Lysobacter enzymogenes strain oH11, isolated from cayenne-root soil, is reported for the first time as a bacterial biological control agent in China. It is characterizaed with a high G+C content and gliding motility, and has been shown to produce extracellular lytic enzymes, including chitinase, protease, cellulase andβ-1,3-glucanas. Furhtermore, it displays in vitro activity against fungal and oomycetous plant pathogens. The objectives of this work are to:(i) establish the genetic manipulation system in strain OH 11 and construct a mutant library by a mariner transposon mutagenesis; (ii) to identify the pigment and exopolysacchide formation related genes, and to investigate the function of these cloned genes in colonization, antimicrobial activity and biocontrol efficiency of strain OH11; (ii) to construct an engineering strain with AHL degradation capacity to biocontrol bacterial plant diseases, broadening the biocontrol spectrum of L. enzymogenes.

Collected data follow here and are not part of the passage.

PR #335, opened 2022-11-15
EOY Appeal

micahilbery:
First pass at the EOY Appeal. I'm really struggling with our build system today. So it's fully not where I want it to be but this is a first pass. I think the typography could be improved as well as some animations and things.


Alecaddd:
It's a good start, but of course it's missing a lot of things.
If it can help, I was able to solve all the problems by manually installing python 2.7 on macOS.
https://www.python.org/ftp/python/2.7.18/python-2.7.18-macosx10.9.pkg

With that, I'm able to use the regular `pip` to install the requirements and run the watch command without problems.
Shutdown and restart are fast.

The only thing I had to change was removing [this chunk](https://github.com/thundernest/thunderbird-website/blob/master/website/_includes/bedrock/base-resp.html#L83) from the bedrock base file, otherwise it wouldn't compile for me.

ryanleesipes:
@micahilbery @Alecaddd have you guys synced up on what is missing? I'd like to get this merged today. We still have translations to do.

micahilbery:
I have it working on static local files because I can't get the build system to work. I have copied that work into the live files so it should work in theory but I cant really test it.

website/thunderbird/102.0/eoy/index.html
```diff
@@ -0,0 +1,109 @@
...
+</header>
+{% endblock %}
+
+{% block email_form %}
+{% endblock email_form %}
+
+{% block content %}
+<section class="font-xl">
+  <div class="letter-container">
+    <a href="#" class="donate-banner">
```
Alecaddd, line 56: missing donation URL.
@ryanleesipes which donation link + utm we want here?

website/thunderbird/102.0/eoy/index.html
```diff
@@ -0,0 +1,109 @@
...
+      </div>
+      <div>{{ svg('donate-heart') }}</div>
+      <div class="right-lines">
+        <div class="line"></div>
+        <div class="line"></div>
+        <div class="line"></div>
+      </div>
+    </div>
+    <p class="text-center accent-text"">
+      The Thunderbird Team
```
Alecaddd, line 102: also this

Alecaddd (changes requested):
Why the hard line on the background image? It looks nothing like the designed page.

The style of the page needs more polish and refinement, but the text is fine (after the few issues addressed), so if it's good for @ryanleesipes and @Sancus, we can merge it fo the purpose of translations, and then continue the improvements without touching the strings in a follow up PR

website/thunderbird/102.0/eoy/index.html
Alecaddd: This is the link we should add here: https://give.thunderbird.net/?utm_source=thunderbird-client&utm_medium=referral&utm_content=EOY22

website/thunderbird/102.0/eoy/index.html
```diff
@@ -0,0 +1,109 @@
...
+
+</div>
+<header>
+  {% block header_content %}
+  <section id="initAppeal" class="text-left font-xl pl-8 pr-8 md:pl-16 md:pr-16 max-w-8xl mx-auto pt-12">
+    <aside>
+      <h1 class="accent-text">
+        <span class="font-light">{{ _('Help Keep')}}</span>
+        <br>
+        <span>{{ _('Thunderbird Alive!')}}</span>
```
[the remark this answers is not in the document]
Alecaddd: I spoke with Andrei and indeed this would not be understandable or usable for a lot of languages.

Also I would suggest to style the whole H1 with the larger font we need for the "Thunderbird Alive" part, and then a simple span without class to style the exception, which is the smaller and thinner font.

We need to have something like this, I think:
```
{{ _('<span>Help Keep</span>Thunderbird Alive!')}}
```

We can also avoid the `<br>` by making that span a display block.

media/css/eoy.css
```diff
@@ -0,0 +1,367 @@
...
+  max-width: 100%;
+  line-height: 1.6;
+}
+
+@media (prefers-color-scheme: dark) {
+  body {
+    background: #204571;
+    background-position: top left;
+    background-size: auto 400px;
+    background-repeat: repeat-x;
```
Alecaddd, line 102: no need to repeat the same values for dark mode, these should be maintained from the previous body style.

Alecaddd (changes requested):

media/css/eoy.css
```diff
@@ -0,0 +1,364 @@
...
+
+.letter-container:before {
+  content: '';
+  position: absolute;
+  background: #2493EF;
+  background-image: linear-gradient(127deg, #00FFFF, #DB00FF);
+  top: -4px;
+  left: -4px;
+  right: -4px;
+  bottom: -4px;
```
Alecaddd, line 313:
```suggestion
  inset: -4px;
```

Alecaddd (approved):
This is good to land for the strings.
@ryanleesipes and @Sancus, waiting for your final review and merging decision.

ryanleesipes:
LGTM. Let's merge @Sancus

ryanleesipes (approved):
Haven't loaded up the site (reviewing from phone). But, from what I can tell - this looks good to go

PR #338, opened 2022-11-22
Refinement of EOY appeal styles

micahilbery:


media/css/eoy.css
```diff
@@ -94,152 +220,207 @@ body {
...
   background-repeat: no-repeat;
   border-radius: 3px;
+  box-shadow: 4px 4px 24px rgba(0,0,0,0.15);
   color: white;
-  display: grid;
-  grid-template-columns: repeat(2, 1fr);
-  gap: 1em;
+  display: flex;
+  justify-content: space-between;
   font-size: 1.25rem;
```
Alecaddd, line 292: Let's use a `line-height: 1.1` so the text it's tighter.

media/css/eoy.css
```diff
@@ -94,152 +220,207 @@ body {
...
-  padding: 1em;
-  margin: 2em;
-  margin-top: -75px;
+  padding: 12px;
```
Alecaddd, line 293: It's always recommended to add `padding` to the child elements of a container, otherwise it affects the defined size of the whole container.
You can see that if you change this padding the whole container grows beyond the defined size.
Let's remove this.

media/css/eoy.css
```diff
@@ -94,152 +220,207 @@ body {
...
+  margin: 0 auto;
+  margin-top: -114px;
   text-decoration: none;
-  box-shadow: var(--shadow);
+  text-shadow: var(--shadow);
   transition: transform 0.3s ease-in-out;
   position: relative;
   overflow: hidden;
+  width: 400px;
+  height: 100px;
```
Alecaddd, line 302: Without the padding, we can make this button the size we want and we can be sure it won't change.
```suggestion
  width: 430px;
  height: 120px;
```

media/css/eoy.css
```diff
@@ -94,152 +220,207 @@ body {
...
 
-.donate-banner:hover > #decoration > #pill-1 {
-  animation: 5s infinite alternate pill-float;
+.donate-banner:hover #donate-banner-left {
+  transform: translate(24px, 12px);
+}
+
+#donate-banner-left,
+#donate-banner-right {
+  transition: all .5s ease-in-out;
```
Alecaddd, line 333: we can add the padding here for these elements. `padding: 15px;`

media/css/eoy.css
```diff
@@ -94,152 +220,207 @@ body {
...
-.donate-banner:hover > #decoration > #pill-10 {
-  animation: 5s infinite alternate pill-float;
+#decoration > #pill-10 {
+  animation: 35s infinite pill-float linear;
   animation-delay: 0.4s;
 }
 
 #decoration {
   position: absolute;
+  left: -70px;
```
Alecaddd, line 397: I'd use -59px so the big pill is centered on the edge.

media/css/eoy.css
```diff
@@ -94,152 +220,207 @@ body {
...
   position: relative;
   overflow: hidden;
+  width: 400px;
+  height: 100px;
+  z-index: 10;
 }
 
 .donate-banner:hover {
   transform: scale(1.05);
+  animation: .5s background-fill forwards ease-out;
```
Alecaddd, line 308: this is an interesting solution but it doesn't give use full flexibility since we can't transition the background, so on mouse blur the effect is very jarring.
I'd suggest to use a pseudo element in the button to create the tilted red shape and then make that grow with an horizontal scale so we can have a smooth transition back and forth.

media/css/eoy.css
```diff
@@ -294,68 +475,160 @@ main {
...
+
+.donate-banner:hover #hover-hearts > #hover-heart-2 {
+  animation: 2s heart-fade forwards ease-in-out;
+  animation-delay: 0.3s;
+}
+
+.donate-banner:hover #hover-hearts > #hover-heart-3 {
+  animation: 2s heart-fade forwards ease-in-out;
+  animation-delay: 0.5s;
+}
```
Alecaddd, line 537: cute animation, I like it.
Let's make it a bit faster with each animation at 1s speed, and reduce the delay to 0.1s for heart-1 and 0.2s for heart-3, heart-2 doesn't need any delay.

Alecaddd (changes requested):
Great improvements, this is almost ready to go.
Make sure to do some quick x-browser testing since this page will be opened not just in Firefox, so at least guarantee parity with Chrome, Edge, and Safari.

media/css/eoy.css
```diff
@@ -59,18 +59,144 @@
 }
 
 :root {
-  --bg: #f9f9fa;
-  --text: #333;
+  --color-red-10: #FEE2E2;
+  --color-red-20: #FECACA;
+  --color-red-30: #FCA5A5;
```
Alecaddd, line 64: Do we need all these colors?

Alecaddd (approved):
It looks good, thanks

Alecaddd:
@Sancus tuis is good to go and it brings the EOY appeal to a production ready state

PR #340, opened 2022-11-24
Calendar Data Generation

### LINKED ISSUE #298: Automate Calendar Generation
We currently crowdsource calendar .ics files. This is error prone, and wastes time both ensuring correctness and reviewing update requests.

Considering there are now relatively high quality data sources like https://github.com/dr-prodigy/python-holidays or possibly https://calendarific.com/ there seems to be no good reason to continue with the manual, crowdsourced calendars.

MelissaAutumn:
Resolves #298

The future of automated holiday calendars is here!

Very simply it queries a calendar provider (which is currently Calendarific.), normalizes the data into a generic format, optionally mixes in additional holidays that may be missing from the provider. (An example is stored in `calgen/mixins/`) and writes it to individual ics files that are mapped via calendars.json.

If you'd like to add or change the data source provider, simply extend the Calendar model, and implement the from_api function. (You will also need to adjust the querying logic.) Very simple, and ensures any mixins will continue to work. An unused alternative is provided as an example in `calgen/models/HolidayAPI.py`.

For Calendarific you'll need to supply the environment variable `CALENDARIFIC_API_KEY` with your free or otherwise api key. If you're on a paid plan you can also set the environment variable `CALENDARIFIC_IS_FREE_TIER=false` to remove the 1 second sleep between requests.

Normally you could build the calendars through the `build-site.py --buildcalendar` script, but due to current Python 2 / Python 3 clashes, you'll have to call `build_calendars()` function from `build_calendar.py` manually.


build_calendar.py
```diff
@@ -0,0 +1,118 @@
...
+                        case requests.status_codes.codes.unauthorized:
+                            sys.exit("Bad or malformed API key")
+                        case _:
+                            print("Error {}: {}".format(err.response.status_code, err.response.reason))
+                            continue
+                except CountryNotSupportedException as err:
+                    print("Country code {} is not a supported locale.".format(err.country))
+                    continue
+
+        calendar_name = '{}Holidays.ics'.format(country_name)
```
Sancus, line 103: I would remove spaces from country_name so it doesn't make some filenames with them and some without.

build-site.py
```diff
@@ -34,7 +45,7 @@
     # Prepare data and build main website.
     version = helper.thunderbird_desktop.latest_version('release')
     beta_version = helper.thunderbird_desktop.latest_version('beta')
-    caldata = helper.load_calendar_json('media/caldata/calendars.json')
+    caldata = helper.load_calendar_json('media/caldata/autogen/calendars.json')
```
Sancus, line 48: Check if this file exists, and if not load the old one, because otherwise this will break builds on check-in.

build-site.py
```diff
@@ -21,9 +24,17 @@
...
     languages = ['en-US']
+    calendar_locales = [{
+        'US': 'United States',
+    }]
 else:
     langmsg = 'in all languages.'
     languages = settings.PROD_LANGUAGES
+    calendar_locales = settings.CALENDAR_LOCALES
+
+#if args.buildcalendar:
```
Sancus, line 35: Seems like this needs to be uncommented for this patch to run :)

Also, I would actually like `--buildcalendar` to run by itself only, so put it in as an `elif`. The calendar build process will run on a long schedule(once a month or less) and we'll just check the files into the repository. Rebuilding with every website build would also massively increase build times.

build-site.py
```diff
@@ -1,4 +1,6 @@
 import argparse
+
+#import build_calendar
```
Sancus, line 3: and this

build_calendar.py
```diff
@@ -0,0 +1,118 @@
...
+            year = current_year + i
+
+            for calendar_type in [CalendarTypes.NATIONAL, CalendarTypes.OBSERVANCE]:
+                try:
+                    holidays = query_calendarific(api_key, locale, year, calendar_type.value)
+                    formatted_holidays = [Calendarific(holiday, year, calendar_type) for holiday in holidays]
+
+                    for holiday in formatted_holidays:
+                        ical.add_component(holiday.to_ics())
+                except requests.HTTPError as err:
```
Sancus, line 88: The way this works right now, if there's any error, it writes an empty calendar file. That's not good, because we can assume that(after first run) there will be usable calendars in the tree. So if there's a network issue or anything during the build process, it will overwrite good calendars with empty ones.

If we have any error or no API data, we should just skip writing that file.

We *could* implement retries but I don't think it's really worth it, as long as we're not blowing up good data with bad.

calgen/mixins/GlobalHolidays.py
```diff
@@ -0,0 +1,23 @@
...
+
+These are mixed in before we pull data from the api source, and should use rrules.
+'''
+
+MIXINS = [
+    # Sample Event
+    # Thunderbird's Birthday
+    ##Calendar({
+    ##    'unique_id': '1254fbcc-762f-46b6-a85d-aa985c7776dc',
+    ##    'name': "Thunderbird's Birthday",
```
Sancus, line 16: Nice :)

build_calendar.py
```diff
@@ -0,0 +1,118 @@
...
+                    print("Country code {} is not a supported locale.".format(err.country))
+                    continue
+
+        calendar_name = '{}Holidays.ics'.format(country_name)
+
+        calendar_metadata.append({
+            'country': country_name,
+            'filename': "autogen/{}".format(calendar_name),
+            'datespan': date_span,
+            'authors': 'Autogenerated'
```
Sancus, line 109: nit: This fits in the sentence better if it's `Autogenerator`.

build_calendar.py
```diff
@@ -0,0 +1,118 @@
...
+from calgen.models.Calendar import CalendarTypes
+from calgen.models.Calendarific import Calendarific
+
+class CountryNotSupportedException(Exception):
+    def __init__(self, country):
+        self.country = country
+
+
+def query_calendarific(api_key, country, year, calendar_type):
+    if country not in settings.CALENDAR_LOCALES:
```
Sancus, line 21: I might be confused by something here, but how can this be called with a country that isn't in `CALENDAR_LOCALES` in the first place? It looks like `build_calendars` is called with `CALENDAR_LOCALES` as the initial list.

build_calendar.py
```diff
@@ -0,0 +1,118 @@
...
+        calendar_name = '{}Holidays.ics'.format(country_name)
+
+        calendar_metadata.append({
+            'country': country_name,
+            'filename': "autogen/{}".format(calendar_name),
+            'datespan': date_span,
+            'authors': 'Autogenerated'
+        })
+
+        with open('media/caldata/autogen/{}'.format(calendar_name), 'wb') as fh:
```
Sancus, line 112: nit: `open` will error if the directory hasn't been created yet. Since we are going to check calendars into the repository though, the directory should always be there after this patch.

Sancus (changes requested):
Seems mostly great except for the writing empty files issue!

Sancus:
Oh, also, please document your functions and classes [with docstrings](https://peps.python.org/pep-0257/) similar [to `builder.py`](https://github.com/thundernest/thunderbird-website/blob/master/builder.py#L79) - this doesn't always get done but it'd be nice to keep the standard high in this repo.

build_calendar.py
MelissaAutumn: Switched it out to just sys.exit for now. This can be adjusted if the provider is a bit spotty.

MelissaAutumn:
There is some issues with running build_sites.py on Python 2 (notably the calgen imports.) Hence why it was commented out to begin with. I'll look into that part. But otherwise, should be good.

MelissaAutumn:
Rebased, and some added changes to include localization where available, and to include local holidays. I've also removed the "How to contribute calendars" section. Let me know if we want to keep that but in a limited capacity.

I haven't included the built calendar files, let me know if I should do that. We can then just create a ticket to re-generate them quarterly.

Here's what our current list of calendars looks like:
Screen Shot 2023-06-07 at 13 59 50-fullpage

Sancus:
This PR needs rebasing and also the `requests` library needs to be added to requirements.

     Transposon mutagenesis was first performed in Lysobacter enzymogenes strain OH 11 by a mariner transposon and a large-scale mutant library was obtained. Four chitinase-defective mutants, which could not produce hydrolytic zones around colonies in chitine selection medium, were selected from over 2,000 chloramphenicol-resistant (Cm1) mutants. By using arbitrary PCR techonology, the transposon insertion in 4 chitinase-defective mutants were identified as regulatory gene clp, chitinase encoding gene chiA, carboxyl-terminal protease encoding gene cptA and hyprothetical protein encoding gene. Subsequenctly, three different suicide vectors (pMW91CM, pJQ200SK, pEX18GM) were evaluated for the possibility of performing gene mutagenesis in strain OH 11 using the chiA gene (accession number:DQ888611) as a new reporter. Suicide vector pEX18GM was selected, and it was successfully applied for disruption and in-frame deletions in the chiA gene in strain OH11. The chiA-deletion mutant OH11-3 did not have the ability to produce chitinase on chitine selection medium, whereas the corresponding complemented strain OP1 (chiA gene was expressed under an Escherichia coli constitutive promoter Plpp in strain OH11-3) was partially restored in chitinase production in the same medium. Interestingly, the chiA-deletion mutants displayed wild-type antimicrobial activity against Phytophthora capsici, Rhizoctonia solani, Sclerotinia sclerotiorum and Fusarium graminearum. Our data suggest that chitinase might not be a unique lytic enzyme in controlling R. solani, S. sclerotiorum and F. graminearum. Also, the established genetic manipulation system might be explored as a potential tool for functional gene deletion and complementation, and alien gene expression in L. enzymogenes, which will facilitate the molecular study of mechanisms of biological control in L. enzymogenes.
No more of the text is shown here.